The vast majority of floaters do not require treatment. Over weeks to months, the brain adapts and learns to filter out the floater (a process called neuroadaptation), and the floater may physically settle below the line of sight or become less dense. Dr. Prabha reassures patients with a thorough dilated examination confirming no retinal tear and educates them about the natural history. For the small percentage of patients with persistent, visually disabling floaters that significantly impair daily activities such as reading or driving and do not improve after 6 to 12 months, two interventional options exist: (1) YAG laser vitreolysis — a laser is used to vaporize or fragment the floater into smaller, less noticeable pieces. This is effective for well-defined floaters like a Weiss ring but carries risks including retinal damage, cataract, and incomplete treatment. (2) Pars plana vitrectomy — the vitreous gel and its floaters are surgically removed and replaced with a balanced salt solution. This is highly effective but is an invasive intraocular surgery with risks including cataract (nearly universal in patients over 50), retinal tear or detachment (2 to 5 percent), endophthalmitis (1 in 1000 to 1 in 5000), and bleeding. Dr. Prabha reserves these interventions for truly disabling cases after a detailed discussion of the risk-benefit profile.
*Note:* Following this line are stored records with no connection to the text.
PR #6407, opened 2025-02-04
firefox: fix referencing firefox fork name in profile-specific docs

kira-bruneau:
### Description

Within the context of the profiles submodule, `${name}` refers to the profile name, and not the firefox fork name.

This fixes all descriptions to use `${cfg.name}` instead (even where it's not necessary, for consistency).

### Checklist

    ```
    {component}: {description}

    {long description}
    ```

#### Maintainer CC

@brckd @rycee

### DIFF
--- a/modules/programs/firefox/mkFirefoxModule.nix
+++ b/modules/programs/firefox/mkFirefoxModule.nix
@@ -201,7 +201,7 @@ let
     in {
       assertion = duplicates == { };
       message = ''
-        Must not have a ${name} ${entityKind} with an existing ID but
+        Must not have a ${cfg.name} ${entityKind} with an existing ID but
       '' + concatStringsSep "\n" (mapAttrsToList mkMsg duplicates);
     });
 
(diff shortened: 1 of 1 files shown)


brckd (approved):
Thank you for fixing this!

modules/programs/firefox/mkFirefoxModule.nix
```diff
@@ -236,7 +236,7 @@ in {
       default = false;
       example = true;
       description = ''
-        Whether to enable ${name}.${
+        Whether to enable ${cfg.name}.${
```
rycee, line 239: Unfortunately this is not OK since it makes the manual output depend on your configuration, causing unnecessary rebuilds and makes the pre-built manual inconsistent with the manual an individual user has.

So, regrettably this needs to be reverted. If the output needs to be revised then it will have to be done without any reference to `config`.

kira-bruneau: Oh right sorry about that! I'll submit a fix that just references the attribute.

PR #6411, opened 2025-02-05
docs: reduce dependencies on user's configuration

rycee:
### Description

This fixes a few modules such that their documentation no longer depends on `config`. To reduce the risk of similar problems in the future this PR also introduces a "poison module" when building documentation. The poison module will abort the documentation build if a reference is made to any attribute inside `config` other than `_module`.

### Checklist

    ```
    {component}: {description}

    {long description}
    ```

### DIFF
--- a/docs/default.nix
+++ b/docs/default.nix
@@ -76,9 +76,35 @@ let
       ...
     }:
     let
+      # to discourage references from option descriptions and defaults.
+      poisonModule =
+        let
+          poisonAttr = n: {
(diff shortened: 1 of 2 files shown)


khaneliman:
@rycee rebased and pulled out the config specific stuff that already got merged in https://github.com/nix-community/home-manager/pull/7547

rycee:
@khaneliman Great, thanks!

PR #6417, opened 2025-02-08
vscode: Support Cursor AI

HyunggyuJang:
### Description

Support Cursor AI IDE as a VSCode family.

### Checklist

    ```
    {component}: {description}

    {long description}
    ```

### DIFF
--- a/modules/programs/vscode.nix
+++ b/modules/programs/vscode.nix
@@ -17,6 +17,7 @@ let
     "vscodium" = "VSCodium";
     "openvscode-server" = "OpenVSCode Server";
     "windsurf" = "Windsurf";
+    "cursor" = "Cursor";
   }.${vscodePname};
 
   extensionDir = {
@@ -25,6 +26,7 @@ let
     "vscodium" = "vscode-oss";
     "openvscode-server" = "openvscode-server";
     "windsurf" = "windsurf";
+    "cursor" = "cursor";
   }.${vscodePname};
 
   userDir = if pkgs.stdenv.hostPlatform.isDarwin then


Lalit64 (approved):

Lalit64:
Hey, is there any updates on the state of this?

HyunggyuJang:
@rycee Sorry to mention; can you take a look?

tylergets (approved):

tylergets (approved):

Lalit64:
@teto, Is it possible maybe to add an option to where you can specify the package to `pkgs.emptyDirectory` and way to specify `configDir`.

teto:
@Lalit64 I dunno I dont use vscode

tylergets:
I tested this and I don't believe extensions are working correctly here

HyunggyuJang:
> I tested this and I don't believe extensions are working correctly here because the cursor package is wrapping an app image https://github.com/NixOS/nixpkgs/blob/nixos-24.11/pkgs/by-name/co/code-cursor/package.nix

I’m using it so far (about one month), there were no issues. This changes just setting the user config location appropriately so that the cursor can look up for it. 
You might find my config helpful: https://github.com/HyunggyuJang/nix-config/blob/master/darwin/configuration.nix#L791

Lalit64:
@HyunggyuJang It seems that the extensions.json is not copy over and cursor is not loading the extensions, can you please check it out?

HyunggyuJang:
> @HyunggyuJang It seems that the extensions.json is not copy over and cursor is not loading the extensions, can you please check it out?

I’ve dug into it a bit, and it turns out that the upstream `code-cursor` doesn’t seem to support declarative extension setting at all for now as it is using AppImage: https://forum.cursor.com/t/cursor-is-now-available-on-nixos/16640/14. As a result, `.cursor/extensions` folder seems not recognized by cursor from linux side. I can confirm it works as expected from darwin (which I’m using), but it is quite hard to debug the issue on linux side.

I guess, the only downside from linux side is extension setting, and the other configs, like key bindings and settings, work fine as expected. Is that right?

Lalit64:
@HyunggyuJang I think that it is just the extensions.json file that has to copy over no? It seems that is the problem?

HyunggyuJang:
> @HyunggyuJang I think that it is just the extensions.json file that has to copy over no? It seems that is the problem? It is not working on darwin either which is the platform I am on.

On darwin, I’m using without any problems. Will look into the darwin side once again, though I cannot investigate linux side.

PR #7333, opened 2025-06-27
zsh: add options zsh.history.{appendInc,appendIncTime}

phip1611:
### Description

This adds the ZSH options `INC_APPEND_HISTORY` and
`INC_APPEND_HISTORY_TIME`.

### Checklist

    ```
    {component}: {description}

    {long description}
    ```

### DIFF
--- a/modules/programs/zsh/history.nix
+++ b/modules/programs/zsh/history.nix
@@ -33,6 +33,36 @@ in
               '';
             };
 
+            appendInc = mkOption {
+              type = types.bool;
+              default = false;
+              description = ''
+                This option works like `programs.zsh.history.append` except that
+                new history lines are added to the $HISTFILE incrementally (as
+                soon as they are entered), rather than waiting until the shell
+                exits. The file will still be periodically re-written to trim it
+                when the number of lines grows 20% beyond the value specified by
+                `programs.zsh.history.save`.
+              '';
+            };
+
+            appendIncTime = mkOption {
+              type = types.bool;
+              default = false;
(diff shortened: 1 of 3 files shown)


phip1611:
Rebased. Are we good to go now, @teto @khaneliman?

khaneliman:
Just not a fan of this option set in the current form. It is too verbose and maintenance heavy to keep adding a new option for each possible `setopt` and `unsetopt`. We currently have `setOptions ` available to do the same thing. 

Seems more like we should deprecate these options and encourage usage of that `setOptions` option? Or is this something that needs to be set in a specific location in the file?

phip1611:
I agree that this is verbose. I wasn't aware of `setOptions`. Should be sufficient!

Personally, my favorite form would be something like:

```nix
setOptions = 
          lib.mapAttrsToList (name: enabled: if enabled then name else "NO_${name}") {
            APPEND_HISTORY = false;
            EXTENDED_HISTORY = true;
            HIST_EXPIRE_DUPS_FIRST = false;
            HIST_FCNTL_LOCK = true;
            HIST_FIND_NO_DUPS = false;
            HIST_IGNORE_ALL_DUPS = false;
            HIST_IGNORE_DUPS = true;
            HIST_IGNORE_SPACE = true;
            HIST_SAVE_NO_DUPS = false;
            INC_APPEND_HISTORY = true;
            SHARE_HISTORY = false;
          };
```

This helps to keep alphabetical sorting. But the current setOptions is also fine.

PR #7334, opened 2025-06-27
ashell: Update to 0.5.0 config

CodedNil:
### Description

Update the ashell module to use the new config file location and toml instead of yaml as per https://github.com/MalpenZibo/ashell/releases/tag/0.5.0

### Checklist

    ```
    {component}: {description}

    {long description}
    ```

#### Maintainer CC

@justdeeevin


justDeeevin:
This will silently break any existing configs using this module given the many changes to option names with 0.5.0. This should probably warrant a news entry or (if possible) warning

justDeeevin:
Good work otherwise :>

CodedNil:
Created the news entry (hopefully did that right?). Should warn if the user is using the ashell module.

modules/misc/news/2025/06/2025-06-27_18-53-10.nix
```diff
@@ -0,0 +1,13 @@
+{ config, ... }:
+
+{
+  time = "2025-06-27T18-53-10+00:00";
+  condition = config.programs.ashell.enable;
```
justDeeevin:
```suggestion
  condition = config.programs.ashell.enable && (config.programs.ashell.settings != { });
```

justDeeevin (approved):

khaneliman:
Would be more user friendly to use a `lib.versionAtLeast` check to determine which config location and formatter to use based on the module's configured package version.

CodedNil:
> Would be more user friendly to use a `lib.versionAtLeast` check to determine which config location and formatter to use based on the module's configured package version.

I'm not sure how to implement this sorry, happy to have a go but does anyone have any tips?
I'm guessing start with a variable for formatVersion which uses that lib.versionAtLeast to check the package version but not sure how to start with that?
Then use if else on the settingsFile and config location based on that?

justDeeevin:
> and formatter

So it would automatically change the case of the option names?

khaneliman:
Pushed an idea for supporting both. See if it still works for you.

modules/programs/ashell.nix
```diff
@@ -6,7 +6,13 @@
...
 let
   cfg = config.programs.ashell;
-  settingsFormat = pkgs.formats.toml { };
+  tomlFormat = pkgs.formats.toml { };
+  yamlFormat = pkgs.formats.yaml { };
+
+  packageVersion = if cfg.package != null then lib.getVersion cfg.package else "0.5.0";
+  isTomlConfig = lib.versionAtLeast packageVersion "0.5.0";
+  settingsFormat = if isTomlConfig then tomlFormat else yamlFormat;
+  configFileName = if isTomlConfig then "config.toml" else "config.yaml";
```
CodedNil: This won't work with older version I believe as the config.yaml file used to be located directly in .config not in the ashell dir
This should fix it I believe
  configFileName = if isTomlConfig then "ashell/config.toml" else "config.yaml";

modules/programs/ashell.nix
```diff
@@ -69,7 +76,7 @@ in
         ];
 
         home.packages = lib.mkIf (cfg.package != null) [ cfg.package ];
-        xdg.configFile."ashell/config.toml" = lib.mkIf (cfg.settings != { }) {
+        xdg.configFile."ashell/${configFileName}" = lib.mkIf (cfg.settings != { }) {
```
CodedNil: Fix config file location with
xdg.configFile."${configFileName}" = lib.mkIf (cfg.settings != { }) {

modules/programs/ashell.nix
khaneliman: Thanks for catching! Updated

khaneliman:
@CodedNil @justDeeevin pushed that fix, if you want to look again

khaneliman:
> This will silently break any existing configs using this module given the many changes to option names with 0.5.0. This should probably warrant a news entry or (if possible) warning

I did wonder about that myself was reviewing documentation, as well.. I did add some lib helper functions for converting `camelCase` to `snake_case` we could leverage on the `settings` passed in when we detect its a version `0.5.0`

khaneliman:
Just curious if there are any runtime notifications from the application when a config uses old key names with `camelCase` or if we need to add the apply function that converts `camelCase` to `snake_case` for the users, to avoid surprising breakage.

justDeeevin:
I'm not aware of any such help from the app

khaneliman:
Pushed another idea for helping with migration while giving some warnings.

khaneliman:
Alright, wanted to try this application out a bit since I've been using `waybar` for years and wanted to try something new. In testing the migration logic, I noticed they still kept `CustomModule` name casing and I wasn't handling that properly. 

EDIT: Sorry, realized I just kinda took over your PR... hope you don't mind. Found it an interesting problem to solve.

PR #7337, opened 2025-06-28
feat(tmux): move config file `~/.config/tmux.conf` -> `~/.tmux.conf`

phucisstupid:
## Why this change?
- Plugin auto-loading issue: On macOS, tmux does not automatically source ~/.config/tmux/tmux.conf. As a result, plugin don’t work unless the config is manually sourced with:
```
tmux source ~/.config/tmux/tmux.conf
```

- Platform consistency: While ~/.config/tmux/tmux.conf is XDG-compliant, tmux on macOS does not follow this behavior reliably. The move aligns with tmux’s default expectations and common practice.

## ✅ Result
- Tmux plugins now load correctly on startup.
- Manual sourcing is no longer needed.
- Configuration becomes more portable and idiomatic, especially for macOS users.

### DIFF
--- a/modules/programs/tmux.nix
+++ b/modules/programs/tmux.nix
@@ -132,7 +132,7 @@ let
       )
     ];
 
-    xdg.configFile."tmux/tmux.conf".text = ''
+    home.file.".tmux.conf".text = ''
       # ============================================= #
       # Load plugins with Home Manager                #
       # --------------------------------------------- #
@@ -209,7 +209,7 @@ in
         default = "";
         description = ''
           Additional configuration to add to
-          {file}`tmux.conf`.
+          {file}`.tmux.conf`.
         '';
       };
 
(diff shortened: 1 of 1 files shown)


ambroisie:
I find it surprising that `XDG_CONFIG_HOME` doesn't work on MacOS: [`TMUX_CONF`](https://github.com/tmux/tmux/blob/e7f15d09be61fd0b9d54f6fec2f47ace4008b4dc/Makefile.am#L14) is set to the same value all OSes.

kpbaks:
If this is implemented it should be predicated on the host platform, to keep existing behavior on Linux systems

aguirre-matteo:
As @kpbaks said, it would be better to place the config file at `~/.tmux.conf` only if the host platform is Darwin, while on Linux we keep the file at `$XDG_CONFIG_HOME/tmux.com`. By the way, you should update the tests to point to the new config location.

What happens during a dilated eye exam for flashes and floaters at Neurovision Clinic?
Dr. Dibya Prabha performs a comprehensive, meticulous dilated retinal examination specifically focused on identifying retinal tears and areas at risk. First, your visual acuity and intraocular pressure are checked. Dilating eye drops are instilled — these take 20 to 30 minutes for full effect and will cause light sensitivity and blurred near vision for 3 to 4 hours. Once dilated, Dr. Prabha uses indirect ophthalmoscopy — a head-mounted light source with a handheld condensing lens — to obtain a wide-field, stereoscopic view of the entire retina out to its far periphery (the ora serrata). She then performs scleral depression: a gentle probe is placed on the outside of the eyelid to indent the eye wall, bringing the far peripheral retina into view — this is the most important step because the majority of retinal tears occur in the peripheral retina. Both eyes are examined because PVD and retinal pathology can be bilateral. If a tear is found, Dr. Prabha discusses treatment options immediately. If no tear is found, she provides written warning signs and a plan for follow-up. Bring sunglasses and arrange for someone to drive you home.